Saved data entries
BEGIN

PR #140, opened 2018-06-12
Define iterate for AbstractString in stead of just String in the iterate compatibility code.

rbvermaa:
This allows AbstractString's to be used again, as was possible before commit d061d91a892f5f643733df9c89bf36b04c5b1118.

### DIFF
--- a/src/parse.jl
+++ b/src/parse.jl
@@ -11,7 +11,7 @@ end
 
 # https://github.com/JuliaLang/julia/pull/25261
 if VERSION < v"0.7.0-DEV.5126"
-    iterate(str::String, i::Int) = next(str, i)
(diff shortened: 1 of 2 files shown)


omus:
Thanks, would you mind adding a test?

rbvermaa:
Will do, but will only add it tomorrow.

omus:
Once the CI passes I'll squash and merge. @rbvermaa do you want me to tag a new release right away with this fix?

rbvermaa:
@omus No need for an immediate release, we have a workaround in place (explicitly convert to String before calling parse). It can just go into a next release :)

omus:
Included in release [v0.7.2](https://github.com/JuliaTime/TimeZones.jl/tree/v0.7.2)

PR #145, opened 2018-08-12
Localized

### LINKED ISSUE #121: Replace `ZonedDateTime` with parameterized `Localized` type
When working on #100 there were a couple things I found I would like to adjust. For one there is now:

END

Activity: Transcribe the data in full, keeping every character.

Output:
PR #140, opened 2018-06-12
Define iterate for AbstractString in stead of just String in the iterate compatibility code.

rbvermaa:
This allows AbstractString's to be used again, as was possible before commit d061d91a892f5f643733df9c89bf36b04c5b1118.

### DIFF
--- a/src/parse.jl
+++ b/src/parse.jl
@@ -11,7 +11,7 @@ end
 
 # https://github.com/JuliaLang/julia/pull/25261
 if VERSION < v"0.7.0-DEV.5126"
-    iterate(str::String, i::Int) = next(str, i)
(diff shortened: 1 of 2 files shown)


omus:
Thanks, would you mind adding a test?

rbvermaa:
Will do, but will only add it tomorrow.

omus:
Once the CI passes I'll squash and merge. @rbvermaa do you want me to tag a new release right away with this fix?

rbvermaa:
@omus No need for an immediate release, we have a workaround in place (explicitly convert to String before calling parse). It can just go into a next release :)

omus:
Included in release [v0.7.2](https://github.com/JuliaTime/TimeZones.jl/tree/v0.7.2)

PR #145, opened 2018-08-12
Localized

### LINKED ISSUE #121: Replace `ZonedDateTime` with parameterized `Localized` type
When working on #100 there were a couple things I found I would like to adjust. For one there is now:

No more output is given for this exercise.